Creole is similar to French, but there are many differences in the pronunciation and use of words. For example, the sounds "ch," "j" and "g" in French are usually replaced by the "z" sound in Creole. The grammar is simplified, and nouns are not divided into male and female genders, as they are in French. Creole was the language created by slaves and labourers who were forced to speak French, but who received no formal training in the language. It contains Malagasy words (from the language spoken in Madagascar), as well as some Swahili and Indian words.

Creole is used informally among various ethnic groups. It is not taught in schools, although teachers may use it informally with students. Creole was originally a spoken rather than written language. Although writers are now starting to produce literature in Creole, there is no standardized spelling system for the language.

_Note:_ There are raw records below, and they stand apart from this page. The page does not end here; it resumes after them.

PR #1694, opened 2021-11-12
Patch util_arm.h for M1

sroet:
[While trying to build for M1 chips](https://github.com/conda-forge/mdtraj-feedstock/pull/37) this patch was required to get the build to work. (originally implemented by @mattwthompson)


mattwthompson:
Thanks for opening this. I thought a little bit about setting up M1 runners in this repo but didn't want to put in the time and work associated with seeing that to the finish line. It might be useful if somebody else is adventurous

Issue #1695, opened 2021-11-13
Remove use of `simtk` imports


dotsdl:
[OpenMM 7.6.0 removed the top-level `simtk` namespace](https://github.com/openmm/openmm/releases/tag/7.6.0). There is a shim in place for now, but use of `simtk` in imports is now deprecated.

dotsdl:
I will take this on.

dwhswenson:
I think I did this in #1668, no?

mattwthompson:
Yep, should be in 1.9.7!

dotsdl:
Ah, thanks folks. Apologies for the noise; I've been working on [`fah-xchem`](https://github.com/choderalab/fah-xchem) and we're seeing `No module named 'simtk.openmm.app.topology'` from our logs. I suspected `mdtraj` first and saw usages of `simtk` in current `master`, but failed to dig much deeper before raising this issue.

I think our problem is coming from [perses](https://github.com/choderalab/perses); apologies for barking up the wrong tree!

PR #1696, opened 2021-11-15
port openmm.unit 

sroet:
## THIS DROPS OpenMM < 7.6

While looking at #1695 by doing 
```grep -r -n "simtk" --include="*.py"``` 

I saw that the `mdtraj/utils/unit` had a bunch of references to it (in docstrings). I figured that the easy solution for that is to re-export the current `openmm.unit` files. I also updated the `__init__.py` to search for `openmm.unit` in `sys.modules`

[edit] after [this comment](https://github.com/mdtraj/mdtraj/pull/1698#issuecomment-969341160) I decided to not increase the maintenance burden and drop support for the `simtk` namespace


sroet:
this was pulled with the merge of #1698.

PR #1706, opened 2021-12-17
Avoid side effects in mdtraj.load

clonker:
using `filename_or_filenames.pop(0)` leads to a change of the filename list which propagates back into the outer scope and is (in my opinion) quite unexpected, i.e., handing in a list of filenames, that list is suddenly shorter by 1 after a call to `mdtraj.load`. This small change uses slicing rather than `pop` which as an added benefit also supports tuples (which do not possess `pop`).


rmcgibbo:
Yes, that looks better

Issue #1714, opened 2022-01-27
Support for PDB chainID


pgbarletta:
Hi, I implemented this minor feature that has came up before a few times (eg: #873). 
I understand from reading some issues that this is not high priority for maintainers, but it is for me and I believe it could be for many people, so I'd deeply appreciate if you let me make a PR to have this built into mdtraj.

The feature is already half-implemented and I did my best to minimize the modifications to the library:
1. `chain_id` is added to the Topology's `Chain` class. It's set by the constructor and it has a default value so the old way of constructing a chain still works.
2. New `Topology.add_chain()` also accepts a `chain_id` with a default value, so everything else works.
3. `PDBTrajectoryFile.read_model()` now calls `add_chain()` with the `chain_id` attribute from `PdbStructure.chain`, which already reads and stores the chainID from the PDB.
4. When writing PDBs `PDBTrajectoryFile.write()` now checks `chain.chainid` before setting `chainName` to A-Z according to `chainIndex`. If the `chainid` attribute from the chain object is set, then it will use that character.

rmcgibbo:
Sounds reasonable. Looking forward to the PR.

pgbarletta:
Thanks!

PR #1715, opened 2022-01-27
Adding PDB chainID support

pgbarletta:
From #873  and #1714 .

### DIFF
--- a/mdtraj/core/topology.py
+++ b/mdtraj/core/topology.py
@@ -636,7 +636,7 @@ class Topology(object):
 
         return True
 
-    def add_chain(self):
+    def add_chain(self, chain_id = None):
         """Create a new Chain and add it to the Topology.
 
         Returns
@@ -644,7 +644,7 @@ class Topology(object):
         chain : mdtraj.topology.Chain
             the newly created Chain
         """
-        chain = Chain(len(self._chains), self)
+        chain = Chain(len(self._chains), self, chain_id)
         self._chains.append(chain)
         return chain
 
@@ -1295,13 +1295,15 @@ class Chain(object):
         Iterator over all Atoms in the Chain.
     """
 
-    def __init__(self, index, topology):
+    def __init__(self, index, topology, chain_id = None):
         """Construct a new Chain.  You should call add_chain() on the Topology instead of calling this directly."""
         # The index of the Chain within its Topology
         self.index = index
         # The Topology this Chain belongs to
         self.topology = topology
         self._residues = []
+        # PDB format chainID
+        self.chain_id = chain_id
 
     @property
     def residues(self):
--- a/mdtraj/core/topology.py
+++ b/mdtraj/core/topology.py
@@ -636,8 +636,13 @@ class Topology(object):
 
         return True
 
-    def add_chain(self, chain_id = None):
+    def add_chain(self, chain_id=None):
         """Create a new Chain and add it to the Topology.
+
+        Parameters
+        ----------
+        chain_id : str
+            The PDB chainID of the Chain.
 
         Returns
         -------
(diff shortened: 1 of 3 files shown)


pgbarletta:
I hadn't run `test_trajectory.py` on my system, but yeah, it seems those tests are failing.

mdtraj/core/topology.py
```diff
@@ -1295,13 +1295,15 @@ class Chain(object):
...
-    def __init__(self, index, topology):
+    def __init__(self, index, topology, chain_id = None):
         """Construct a new Chain.  You should call add_chain() on the Topology instead of calling this directly."""
         # The index of the Chain within its Topology
         self.index = index
         # The Topology this Chain belongs to
         self.topology = topology
         self._residues = []
+        # PDB format chainID
+        self.chain_id = chain_id
```
sroet, line 1306: please add a description of this attribute to the docstring above

mdtraj/core/topology.py
```diff
@@ -1295,13 +1295,15 @@ class Chain(object):
         Iterator over all Atoms in the Chain.
     """
 
-    def __init__(self, index, topology):
+    def __init__(self, index, topology, chain_id = None):
```
sroet, line 1298: [pep8](https://www.python.org/dev/peps/pep-0008/) style:
```suggestion
    def __init__(self, index, topology, chain_id=None):
```

mdtraj/core/topology.py
```diff
@@ -636,15 +636,15 @@ def __eq__(self, other):
 
         return True
 
-    def add_chain(self):
+    def add_chain(self, chain_id = None):
```
sroet, line 639: [pep8](https://www.python.org/dev/peps/pep-0008/) suggestion
```suggestion
    def add_chain(self, chain_id=None):
```

mdtraj/formats/pdb/pdbfile.py
```diff
@@ -332,7 +332,10 @@ def write(self, positions, topology, modelIndex=None, unitcell_lengths=None,
         if modelIndex is not None:
             print("MODEL     %4d" % modelIndex, file=self._file)
         for (chainIndex, chain) in enumerate(topology.chains):
-            chainName = self._chain_names[chainIndex % len(self._chain_names)]
+            if chain.chain_id == None or chain.chain_id == '':
+                chainName = self._chain_names[chainIndex % len(self._chain_names)]
+            else:
+                chainName = chain.chain_id[0:1]
```
sroet, line 338: can be simplified as both `None` and `''` evaluate to `False`
```suggestion
            if not chain.chain_id:
                chainName = self._chain_names[chainIndex % len(self._chain_names)]
            else:
                chainName = chain.chain_id[0:1]
```

sroet (changes requested):
Some code style suggestions.

Also, the test error seems genuine (missing the added `chain_id` from the `Parameters` section in the docstring of that class):
```
ValueError: In mdtraj.core.topology.add_chain, arguments ['chain_id'] don't match Parameters list []
```

mdtraj/core/topology.py
pgbarletta: done

mdtraj/core/topology.py
pgbarletta: funny, my pep8 was messing with the files and I had to turn it off. Done.

mdtraj/core/topology.py
pgbarletta: Done.

mdtraj/formats/pdb/pdbfile.py
pgbarletta: you're right, thanks. Done.

rmcgibbo (approved):

rmcgibbo:
@sroet: any more changes from you?

sroet (approved):
looks good to me

PR #1728, opened 2022-04-01
Adds lower-level `compute_distances_core` function

salotz-sitx:
This adds a lower level interface to the existing `compute_distances`
function in `geometry.distance` that allows the user to pass in only
the position coordinates (and box information if needed) rather than
only having the Trajectory interface.

This allows for implementing algorithms which can easily add in
virtual atoms (such as centers of mass) without needing to actually go
through changing the Topology object of a Trajectory.


rmcgibbo:
Makes sense. Thanks!

PR #1741, opened 2022-05-21
BLD: Add a github actions workflow for building wheels and source distributions

BvB93:


BvB93:
My apologies, I accidentally created a PR while experimenting

PR #1751, opened 2022-08-31
Use oldest-supported-numpy instead of numpy version pinning for build system

chajath:
Older numpy versions pinned were causing issues when those numpy versions were not compatible with newer mac platform.

Instead, let's use https://github.com/scipy/oldest-supported-numpy which does the right thing for most known build envs.

### DIFF
--- a/pyproject.toml
+++ b/pyproject.toml
@@ -2,11 +2,12 @@
 requires = [
     "setuptools",
     "wheel",
-    "numpy==1.11.3; python_version=='3.6'",
-    "numpy==1.14.6; python_version=='3.7'",
-    "numpy==1.17.5; python_version=='3.8'",
-    "numpy==1.19.5; python_version=='3.9'",
-    "numpy==1.21.3; python_version=='3.10'",
+    "numpy; sys_platform=='darwin'",
+    "numpy==1.11.3; python_version=='3.6' and sys_platform=='linux'",
+    "numpy==1.14.6; python_version=='3.7' and sys_platform=='linux'",
+    "numpy==1.17.5; python_version=='3.8' and sys_platform=='linux'",
+    "numpy==1.19.5; python_version=='3.9' and sys_platform=='linux'",
+    "numpy==1.21.3; python_version=='3.10' and sys_platform=='linux'",
     "numpy; python_version>='3.11'",
     "Cython>0.28",
 ]
--- a/pyproject.toml
+++ b/pyproject.toml
@@ -2,12 +2,10 @@
 requires = [
     "setuptools",
     "wheel",
-    "numpy; sys_platform=='darwin'",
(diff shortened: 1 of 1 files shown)


sroet:
> I'm a bit surprised to see such hard pinning, I personally prefer adding lower constraints until it's known that an upper constraint is also needed. 

The reason for these extreme pinnings is to solve issues like #1617, the problem/solution are discussed from [this comment](https://github.com/mdtraj/mdtraj/issues/1617#issuecomment-771006474) onward.

The TLDR is that `pip` will pull the most recent version of `numpy` it can during building (in build-isolation), completely disregarding whatever `numpy` is present in the environment. However, `numpy` is only backwards compatible; newer `numpy` will run code that was build against an older `numpy` not the other way around.

 This would lead to broken builds if `mdtraj` was installed in an environment that does not have the most recent `numpy` installed.

chajath:
I see. It puts devs like me in a rough spot because if we are tied to an older python version, older NumPy doesn't play nicely with M1 machine. I suggest building wheels per each major NumPy version we want to support. Or, can we relax NumPy pinning on all versions, then advertise users to do `pip install --no-build-isolation` to use whatever NumPy version they have in runtime to do the building?

chajath:
Or, maybe we should use https://github.com/scipy/oldest-supported-numpy like sklearn does. This looks like a good solution for everyone.

sroet:
> Or, maybe we should use https://github.com/scipy/oldest-supported-numpy like sklearn does. This looks like a good solution for everyone.

The current implementation was based on the `scipy` implementation at the time, so this would be my preferred solution. 

However, I am not a recent user of `mdtraj` anymore, so my preference should not be taken too seriously.

mattwthompson:
> It puts devs like me in a rough spot because if we are tied to an older python version, older NumPy doesn't play nicely with M1 machine.

Is there no way for `pip` to use Rosetta to pull down older versions? I know `conda` can switch between `osx-64` and `osx-arm64` for this sort of thing

chajath:
I would rather keep the code portable and don't have to resort to Rosetta. There might be a way, but then I would have to maintain two different toolchains and try to cross-compile and all, it will be a mess tbh.

chajath:
Btw while we are on the topic of platforms, wonder if we should get onboard tools like https://github.com/pypa/cibuildwheel so we publish all bdist wheels and don't have to manage all the different platforms ourselves.

cclauss:
scipy/oldest-supported-numpy#64 is now tested on Python 3.11 release candidate 2.  See #1752

mattwthompson:
If I can ever get #1758 over the finish line, we should take another look at this. I think it's probably a good solution.

mattwthompson (approved):

mattwthompson:
I think this should be good to go - will merge sometime if no objections

PR #116, opened 2022-08-22
Values are now shown while the slider is held

### LINKED ISSUE #108: Sliders in sidebar should show numbers during slide movement and not only after the mouse is let go
image

fight4day:
Resolves #108


Eddykasp (changes requested):
This causes a new request to be sent to the server for each change, which we don't want. The request should only be sent once the slider is let go.

Eddykasp (approved):
Looks good to me! Any further concerns @NiklasRentzCAU ?

NiklasRentzCAU (approved):
:+1:

PR #130, opened 2023-03-15
child placement and rendering bounding box fixes

### LINKED ISSUE #68: Incorrect handling of padding in rendering
Setting the padding of a parent node to 0 should result in the child node being placed in the same origin as its parent. This appears to be a rendering issue in the VS Code extension. Below is an example diagram as well as the expected result (as it is in Kieler) and the actual result in VS Code.

The position of the child node is wrong and the actual size is also too large.

## Sample SCChart
```
scchart PaddingExample {
	
    @layout[elk.padding] "[top=0.0,left=0.0,bottom=0.0,right=0.0]"
    region reg "" {
        initial state SystemStateWithLongName
    }	
}
```

## Result in Kieler
padding_kieler
## Result in the VSCode Extension
padding_vscode

### LINKED ISSUE #82: Calculate absolute coordinates on server and store directly in sknodes
Several features, such as incremental diagram generation, to an extent the depth map and the future proxy-view require the absolute coordinates of nodes and compute them independently. This redundancy should be extracted and centralized, possibly to the language server.

NiklasRentzCAU:
Fixes the child offsets for graphs with offset child areas.
Fixes the width and height of ellipses and rectangles to represent the correct bounding box of the renderings, not the middle points of their strokes.

Fixes #68
May fix #82

### DIFF
--- a/packages/klighd-core/src/views-common.ts
+++ b/packages/klighd-core/src/views-common.ts
@@ -571,6 +571,42 @@ export function transformationToSVGString(transformation: Transformation): strin
 }
 
 /**
+ * Reverses an array of transformations such that applying the transformation and its reverse counterpart will result in the identity transformation.
+ * @param transformations The transformations to reverse.
+ * @returns The reversed transformations.
+ */
+export function reverseTransformations(transformations: Transformation[]): Transformation[] {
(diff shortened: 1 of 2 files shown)


Eddykasp (approved):
:+1:

PR #145, opened 2023-06-07
Core: switched tabs + added quickbar for options

TheRichmend:
1. switched tabs, so that options are at first, general second, and bookmarks at last.
2. also gave them static values, because general was at -10 before and the others at default (0)
3. let sidebar-panel init the quickactionbar. now options and general inherit it. 
--> now options has a quickactionbar aswell.

### DIFF
--- a/packages/klighd-core/src/bookmarks/bookmark-panel.tsx
+++ b/packages/klighd-core/src/bookmarks/bookmark-panel.tsx
@@ -31,8 +31,8 @@ import { Bookmark, GoToBookmarkAction, CreateBookmarkAction, DeleteBookmarkActio
 @injectable()
 export class BookmarkPanel extends SidebarPanel {
     // sets the bookmarkpanel at the bottom
-    // hirarchy is: first = -10; middle = 0; last = 10;
-    readonly position = 10; // --> last position
+    // hierarchy is: first elem has the lowest number. so the last one got the highest
+    readonly position = 10; // --> last position (at the moment)
     
     @inject(DISymbol.BookmarkRegistry) private bookmarkRegistry: BookmarkRegistry
 
--- a/packages/klighd-core/src/bookmarks/bookmark-panel.tsx
+++ b/packages/klighd-core/src/bookmarks/bookmark-panel.tsx
@@ -4,7 +4,7 @@
  *
  * http://rtsys.informatik.uni-kiel.de/kieler
  * 
- * Copyright 2021 by
+ * Copyright 2021-2023 by
  * + Kiel University
  *   + Department of Computer Science
  *     + Real-Time and Embedded Systems Group
@@ -18,7 +18,7 @@
 
 import { inject, injectable, postConstruct } from "inversify";
 import { VNode } from "snabbdom";
-import { html, IActionDispatcher, TYPES } from "sprotty"; // eslint-disable-line @typescript-eslint/no-unused-vars
+import { html } from "sprotty"; // eslint-disable-line @typescript-eslint/no-unused-vars
 import { DISymbol } from "../di.symbols";
 import { FeatherIcon } from '../feather-icons-snabbdom/feather-icons-snabbdom';
 import { SidebarPanel } from "../sidebar";
@@ -30,8 +30,10 @@ import { Bookmark, GoToBookmarkAction, CreateBookmarkAction, DeleteBookmarkActio
  */
 @injectable()
 export class BookmarkPanel extends SidebarPanel {
-
-    @inject(TYPES.IActionDispatcher) private actionDispatcher: IActionDispatcher;
+    // sets the bookmarkpanel at the bottom
+    // hirarchy is: first = -10; middle = 0; last = 10;
+    readonly position = 10; // --> last position
+    
     @inject(DISymbol.BookmarkRegistry) private bookmarkRegistry: BookmarkRegistry
 
     @postConstruct()
--- a/packages/klighd-core/src/options/general-panel.tsx
+++ b/packages/klighd-core/src/options/general-panel.tsx
@@ -51,7 +51,7 @@ export class GeneralPanel extends SidebarPanel {
         this.preferencesRegistry.onChange(() => this.update());
         this.renderOptionsRegistry.onChange(() => this.update());
 
-        this.assignQuickActions();
+        this.assignQuickActions()
     }
 
     get id(): string {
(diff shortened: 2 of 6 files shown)


packages/klighd-core/src/bookmarks/bookmark-panel.tsx
```diff
@@ -30,8 +30,10 @@ import { Bookmark, GoToBookmarkAction, CreateBookmarkAction, DeleteBookmarkActio
  */
 @injectable()
 export class BookmarkPanel extends SidebarPanel {
-
-    @inject(TYPES.IActionDispatcher) private actionDispatcher: IActionDispatcher;
+    // sets the bookmarkpanel at the bottom
+    // hirarchy is: first = -10; middle = 0; last = 10;
```
NiklasRentzCAU, line 34: typo: "hierarchy"

packages/klighd-core/src/bookmarks/bookmark-panel.tsx
```diff
@@ -30,8 +30,10 @@ import { Bookmark, GoToBookmarkAction, CreateBookmarkAction, DeleteBookmarkActio
...
+    readonly position = 10; // --> last position
```
NiklasRentzCAU, line 35: this would not be last, if another panel was added with a bigger number, comment could be more generic here (higher number leads to lower priority or similar)

packages/klighd-core/src/options/general-panel.tsx
```diff
@@ -16,42 +16,32 @@
...
-    // This panel should always have the first trigger in the sidebar
-    readonly position = -10;
-
-    /** Quick actions reference for this panel */
-    private quickActions: QuickActionOption[];
-
-    @inject(TYPES.IActionDispatcher) private actionDispatcher: IActionDispatcher;
+    // Sets this panel at the second position
+    // hirarchy is: first = -10; middle = 0; last = 10;
+    readonly position = 0; // --> middle position
```
NiklasRentzCAU, line 41: see above

packages/klighd-core/src/options/general-panel.tsx
```diff
@@ -72,62 +62,9 @@ export class GeneralPanel extends SidebarPanel {
...
-                state: this.renderOptionsRegistry.getValue(PinSidebarOption)
-            },
-        ];
-    }
-
     update(): void {
-        this.assignQuickActions()
-        super.update()
+        super.assignQuickActions();
+        super.update();
```
NiklasRentzCAU, line 67: Usually we have coding guidelines enforced by a Plugin called "Prettier", which somehow is not enabled in this repository yet - I may have a look at that later. One of the rules is that we do not allow the usage of these optional semicolons, so you should not explicitly add them where there are none before.

packages/klighd-core/src/options/general-panel.tsx
```diff
@@ -136,7 +73,7 @@ export class GeneralPanel extends SidebarPanel {
                 <div class-options__section="true">
                     <h5 class-options__heading="true">Quick Actions</h5>
                     <div class-options__button-group="true">
-                        {this.quickActions.map((action) => (
+                        {this.getQuickAction().map((action) => (
```
NiklasRentzCAU, line 76: should be called as the plural `getQuickActions()`

packages/klighd-core/src/options/options-panel.tsx
```diff
@@ -28,12 +28,20 @@ import { SidebarPanel } from "../sidebar";
 /** Sidebar panel that displays server provided KLighD options.  */
 @injectable()
 export class OptionsPanel extends SidebarPanel {
+    // sets this panel at the top position
+    // hirarchy is: first = -10; middle = 0; last = 10;
+    readonly position = -10;  // --> first position                                                            
     @inject(DISymbol.OptionsRegistry) private optionsRegistry: OptionsRegistry;
     @inject(DISymbol.OptionsRenderer) private optionsRenderer: OptionsRenderer;
-
+
```
NiklasRentzCAU, line 36: unnecessary whitespace change, try to avoid these

packages/klighd-core/src/options/options-panel.tsx
```diff
@@ -28,12 +28,20 @@ import { SidebarPanel } from "../sidebar";
...
     @inject(DISymbol.OptionsRegistry) private optionsRegistry: OptionsRegistry;
     @inject(DISymbol.OptionsRenderer) private optionsRenderer: OptionsRenderer;
-
+    
     @postConstruct()
     init(): void {
         this.optionsRegistry.onChange(() => this.update());
+        this.assignQuickActions();
+    }
+    update(): void {
```
NiklasRentzCAU, line 42: always have an empty line between methods (should usually also be enforced by prettier)

packages/klighd-core/src/sidebar/sidebar-panel.ts
```diff
@@ -15,9 +15,21 @@
...
+//rik imports
+import { RefreshDiagramAction } from "@kieler/klighd-interactive/lib/actions";
+import { CenterAction } from "sprotty-protocol";
+import { KlighdFitToScreenAction, RefreshLayoutAction } from "../actions/actions";
+import { CreateBookmarkAction } from "../bookmarks/bookmark";
+import { PossibleQuickAction, QuickActionOption } from "../options/option-models";
+import { SetRenderOptionAction } from "../options/actions";
+import { PinSidebarOption,RenderOptionsRegistry, ResizeToFit } from "../options/render-options-registry";
+import { IActionDispatcher, RequestExportSvgAction, TYPES } from "sprotty";
+import { DISymbol } from "../di.symbols";
```
NiklasRentzCAU, line 30: no need to mention that these imports were added by you.
Please also sort the import lines alphabetically, i.e. sort "sprotty" above to "sprotty-protocol". See other files for reference.

packages/klighd-core/src/sidebar/sidebar-panel.ts
```diff
@@ -84,4 +101,72 @@ export abstract class SidebarPanel implements ISidebarPanel {
...
+    public getQuickAction() :QuickActionOption[]{
+        return this.quickActions;
+    }
+    protected handleQuickActionClick(type: PossibleQuickAction): void {
+        const action = this.getQuickAction().find((a) => a.key === type)?.action;
+
+        if (!action) return;
+
+        this.actionDispatcher.dispatch(action);
+    }
```
NiklasRentzCAU, line 168: Methods should be protected here imo.
Methods need documentation like this:
```
/**
 * explain what this method does and what it returns. See other documentation
 */
```

please remember to add one empty line between methods.

packages/klighd-core/src/sidebar/sidebar-panel.ts
```diff
@@ -84,4 +101,72 @@ export abstract class SidebarPanel implements ISidebarPanel {
...
+
+
```
NiklasRentzCAU, line 170: But no double newlines ;)

NiklasRentzCAU (changes requested):
Looks good! Please do the requested changes and re-request the PR once your are done.

NiklasRentzCAU (changes requested):
I just improved the last remaining style and texts, you may have a look at what you missed in my commit here.

While testing this I noticed the 'Pin Sidebar' and 'Fit to screen' actions (so the ones with a persisting state) do not work as before anymore when changing between the tabs: updating it in one tab causes the other to not notice the change, causing it to behave in an unwanted manner or get stuck altogether. Please review the functionality of the buttons so that the state changes are persisted between the sidebar tabs.

NiklasRentzCAU (changes requested):
A few last comments, then I am (hopefully) happy with this PR.
Please note to resolve the conversations of my reviews after you fixed them. That way I can better see you worked on these comments directly.

Finally I will squash the commits of this PR into a single clean commit into the main branch, so no worries of some back-and-fourths in the code, the final commit on the main branch will look clean.

NiklasRentzCAU (approved):
I just changed a few last things I meant with the last review, now really making the quick actions bar a reusable jsx component. Now, this looks good, thank you for your help!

The languages brought by Indian indentured workers and merchants are also spoken in Mauritius, including Bhojpuri, Hindi, Tamil, Telegu, Marathi and Gujerati. Bhojpuri is spoken in the northeast region of India. Tamil and Telegu are the languages of south India. Marathi is spoken in the area around Bombay, while Gujerati is spoken in western India. The Chinese who came to Mauritius generally speak Hakka or Cantonese. Muslims speak Arabic or Urdu.

   Did you know?
Because of the mix of cultures and languages, many Mauritians are multilingual. A person might speak Bhojpuri at home, French to a supervisor at work, English to a government official and Creole to friends.
Mauritian radio has two channels, one of which broadcasts in English, French and Creole, and the other in Indian and Chinese languages. There are three television channels, broadcasting in English, French, Hindi, and Indian and Chinese languages, but not in Creole. Most movies are dubbed in French. There are seven daily newspapers, two in Chinese and the rest in French.

  English Creole
  Hello   Bonzour
  How are you?   Ki manière
  I am well   Mon byen, mersi
  OK   Correc
  What is your name?   Koman ou apele?
  Can you speak Creole?   Ou kapave koz Kreol?
  I like Mauritius   Mo kontan Mauriz
  Cheers!   Tapeta!
  That's great!   Formidabe!
  Goodbye   Orevwar

   Did you know?
In Mauritius, women usually greet friends with a kiss on the cheek, and men shake hands. Indians may greet each other with the gesture called namaste, bringing both hands together in a praying gesture.